Computers can connect to a domain via LAN, WAN or using a VPN connection. Users of a domain are able to use enhanced security for their VPN connection due to the support for a certification authority which is gained when a domain is added to a network, and as a result, smart cards and digital certificates can be used to confirm identities and protect stored information.

===Domain controller===
In a Windows domain, the directory resides on computers that are configured as domain controllers. A domain controller is a Windows or Samba server that manages all security-related aspects between user and domain interactions, centralizing security and administration. A domain controller is generally suitable for networks with more than 10 PCs. A domain is a logical grouping of computers. The computers in a domain can share physical proximity on a small LAN or they can be located in different parts of the world.
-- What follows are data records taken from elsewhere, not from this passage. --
PR #61, opened 2020-02-03
Skip negative test if no non-sctp nodes are available

fedepaol:


fedepaol:
I don't get why this is failing to build the docker image while https://github.com/openshift-kni/cnf-features-deploy/pull/62 worked flawlessly

PR #63, opened 2020-02-03
Skip negative test if no non-sctp nodes are available.

fedepaol:


functests/sctp/sctp.go
```diff
@@ -65,6 +65,10 @@ var _ = Describe("sctp", func() {
 					LabelSelector: "node-role.kubernetes.io/worker,!" + strings.Replace(sctpNodeSelector, "=", "", -1),
 				})
 				Expect(err).ToNot(HaveOccurred())
+				if len(nodes.Items) == 0 {
```
slintes: you can remove line 72 with this

fedepaol:
> this is just a thought. i'm unsure if it makes sense or not.
> 
> should our expectation around having non cnf feature enabled workers present be something we feed into the functests at execution time as an argument?
> 
> reason being, it means we declare what tests should and shouldn't run rather than detect them based on the cluster's configuration.

Ah, good point. You mean, trying to avoid skipping when we shouldn't.
Something like passing the # of non cnf-workers from outiside would make the trick.

PR #69, opened 2020-02-06
Check if the default service account is created for the test namespace.

fedepaol:
This is to skip random "looking up service account sctptest/default: serviceaccount \"default\" not found" errors.


slintes:
good idea, hope it helps :)
feel free to remove the hold when CI is happy

/hold
/lgtm

fedepaol:
> good idea, hope it helps :)
> feel free to remove the hold when CI is happy
> 
> /hold
> /lgtm

If it does not, it's material for a bug :-). In either case, we'll sort it out.

Issue #75, opened 2020-02-10
Suggested change in the README file 


dorzheh:
In the file, https://github.com/openshift-kni/cnf-features-deploy/blob/master/README.md appears that  _FEATURES_ENVIRONMENT=demo make functests is_ the command for executing the relevant tests.
However, it seems the correct command is  _FEATURES=test1 test2 testN make functests_

fedepaol:
Ah thanks!
Will change that.

slintes:
we have both `FEATURES_ENVIRONMENT` and `FEATURES`, and both have defaults set on top of the `Makefile` [0].
The default for `FEATURES_ENVIRONMENT` is the CI config override directory (`e2e-gcp`), that's why we override it in the readme to the `demo` dir.
But I agree that it makes sense to mention that you can also override `FEATURES` :+1: 

[0] https://github.com/openshift-kni/cnf-features-deploy/blob/master/Makefile

fedepaol:
> we have both `FEATURES_ENVIRONMENT` and `FEATURES`, and both have defaults set on top of the `Makefile` [0].
> The default for `FEATURES_ENVIRONMENT` is the CI config override directory (`e2e-gcp`), that's why we override it in the readme to the `demo` dir.
> But I agree that it makes sense to mention that you can also override `FEATURES` +1
> 
> [0] https://github.com/openshift-kni/cnf-features-deploy/blob/master/Makefile

Yes, but the point is, in [testing](https://github.com/openshift-kni/cnf-features-deploy/blob/master/README.md#testing) we suggest to set `FEATURES_ENVIRONMENT` which does not make sense there.

slintes:
fixed in #76 

/close

PR #76, opened 2020-02-11
Fix testing section stating that we need FEATURES 

fedepaol:
Solves https://github.com/openshift-kni/cnf-features-deploy/issues/75

### DIFF
--- a/README.md
+++ b/README.md
@@ -47,4 +47,4 @@ In case a feature needs to be instrumented in a custom way, we expect a `test.sh
 
 A common use case is to rely on the feature's tier 1 tests taken from an external repo and [performance](/external-tests/performance/test.sh) provides a good example for that.
 
-`FEATURES_ENVIRONMENT=demo make functests` is the command for executing the relevant tests.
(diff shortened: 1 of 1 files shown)


slintes:
I would keep FEATURES_ENVIRONMENT. Testing != CI, and the latter is default for FEATURES_ENVIRONMENT. You might want to run tests on another environment...

fedepaol:
> I would keep FEATURES_ENVIRONMENT. Testing != CI, and the latter is default for FEATURES_ENVIRONMENT. You might want to run tests on another environment...

Yes, but if you call `make functests` the `FEATURES_ENVIRONMENT` variable is of no use at all.

slintes:
> > I would keep FEATURES_ENVIRONMENT. Testing != CI, and the latter is default for FEATURES_ENVIRONMENT. You might want to run tests on another environment...
> 
> Yes, but if you call `make functests` the `FEATURES_ENVIRONMENT` variable is of no use at all.

that is a very fair point indeed :smile: 

/lgtm

PR #81, opened 2020-02-17
Proper number of nodes message

e-minguez:
Minor fix to properly output the number of nodes labeled as worker-cnf

### DIFF
--- a/hack/setup-test-cluster.sh
+++ b/hack/setup-test-cluster.sh
@@ -5,10 +5,10 @@ set -e
 # expect oc to be in PATH by default
 export OC_TOOL="${OC_TOOL:-oc}"
 
-# Label 2 worker nodes as worker-cnf
-echo "[INFO]: Labeling 2 worker nodes with worker-cnf"
+# Label worker nodes as worker-cnf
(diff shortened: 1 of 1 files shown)


hack/setup-test-cluster.sh
```diff
@@ -5,8 +5,10 @@ set -e
 # expect oc to be in PATH by default
 export OC_TOOL="${OC_TOOL:-oc}"
 
-# Label 2 worker nodes as worker-cnf
-echo "[INFO]: Labeling 2 worker nodes with worker-cnf"
+# Label worker nodes as worker-cnf
+numnodes=$(${OC_TOOL} get nodes --selector='node-role.kubernetes.io/worker' \
+  --selector='!node-role.kubernetes.io/master' -o name | wc -l)
+echo "[INFO]: Labeling ${numnodes} worker nodes with worker-cnf"
```
fedepaol: We are not labelling all the workers as workers-cnf (only two, actually).
I think it would be better to do this after the labelling, counting the actual labelled workers (so it will keep working even if we change the labelling logic)

e-minguez: Thanks. I think it is better now :)

fedepaol:
Failures not related to this change.
/approve

PR #82, opened 2020-02-18
Remove the creation of ~/bin and .bashrc as pods run /bin/sh

fedepaol:
Trying to fix CI failures.

### DIFF
--- a/openshift-ci/Dockerfile.tools
+++ b/openshift-ci/Dockerfile.tools
@@ -19,12 +19,9 @@ RUN dnf -y install \
     python2 \
     && dnf clean all
 
-RUN mkdir ~/bin && \
-    # install Go using gimme
-    curl -sL -o /usr/local/bin/gimme https://raw.githubusercontent.com/travis-ci/gimme/master/gimme && \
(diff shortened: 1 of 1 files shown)


fedepaol:
I thikn

> Do they invoke like "/bin/sh -c" ... ?
> That explains why .bashrc is ignored.
> anyway it looks good to me, bar the fact I don't know what "GIMME_ENV" was used for

I think it was meant to display gimme setup.

fromanirh:
> > Do they invoke like "/bin/sh -c" ... ?
> > That explains why .bashrc is ignored.
> > anyway it looks good to me, bar the fact I don't know what "GIMME_ENV" was used for
> 
> Edit: I misunderstood the question. GIMME_ENV was setting up PATH to /root/.gimme/ installed binaries and it was being ignored anyway. That's why we had to explicitly add `ENV PATH=$PATH:/root/.gimme/versions/go"$GOVERSION".linux.amd64/bin:$GOBIN` so my assumption is that it's safe to remove it. Ci is broken anyway so it's worth trying.

makes sense.

PR #88, opened 2020-02-20
fix: use resources for dpdk demo environment

tripledes:
* Using resources allows to create overlays and still permits to deploy
it directly.

Signed-off-by: Sergi Jimenez <sjr@redhat.com>

### DIFF
--- a/feature-configs/demo/dpdk/kustomization.yaml
+++ b/feature-configs/demo/dpdk/kustomization.yaml
@@ -5,7 +5,7 @@
 apiVersion: kustomize.config.k8s.io/v1beta1
 kind: Kustomization
 
-bases:
+resources:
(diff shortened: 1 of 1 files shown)


SchSeba:
> weird, i just realized there's no base configs for dpdk.
> @SchSeba was this an oversight or on purpose?

@davidvossel this was on purpose because there is no base for dpdk. this is just a demo workload running on the cluster.
I also create a PR to update the comment there we also need to performance operator, not just the sriov.
PR: https://github.com/openshift-kni/cnf-features-deploy/pull/93

tripledes:
Failed tests don't seem to be related to this PR, do they ?

SchSeba:
@tripledes they are not related

fedepaol:
The error is weird though. let's check if it pops out again.

PR #94, opened 2020-02-24
Fix dpdk workload when using version 18.11

SchSeba:
This PR add the --iova-mode=va flag.
This flag is must when running dpdk version 18.11 on a netdevice driver like mellanox.

BZ: https://bugzilla.redhat.com/show_bug.cgi?id=1785933


fedepaol:
Question: will it still work in case of mellanox?

SchSeba:
@fedepaol yes this works with intel.

BTW in newer dpdk version 19.11 there is not need for this flag. the default it `va` and not `pa`

PR #96, opened 2020-02-24
Use different junit filename than external tests.

slintes:
Currently the `unit_report.xml` junit test result file of local tests will be overwritten by the performance external tests.

With this PR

As long as they can communicate, their physical location is irrelevant.

===Integration===
Where PCs running a Windows operating system must be integrated into a domain that includes non-Windows PCs, the free software package Samba is a suitable alternative. Whichever package is used to control it, the database contains the user accounts and security information for the resources in that domain.

==Active Directory==
Computers inside an Active Directory domain can be assigned into organizational units according to location, organizational structure, or other factors. In the original Windows Server Domain system (shipped with Windows NT 3.x/4), machines could only be viewed in two states from the administration tools; computers detected (on the network), and computers that actually belonged to the domain. Active Directory makes it easier for administrators to manage and deploy network changes and policies (see Group Policy) to all of the machines connected to the domain.

==Workgroups==

Windows Workgroups, by contrast, is the other model for grouping computers running Windows in a networking environment which ships with Windows. Workgroup computers are considered to be 'standalone' - i.e. there is no formal membership or authentication process formed by the workgroup. A workgroup does not have servers and clients, and hence represents the peer-to-peer (or client-to-client) networking paradigm, rather than the centralized architecture constituted by Server-Client. Workgroups are considered difficult to manage beyond a dozen clients, and lack single sign on, scalability, resilience/disaster recovery functionality, and many security features. Windows Workgroups are more suitable for small or home-office networks.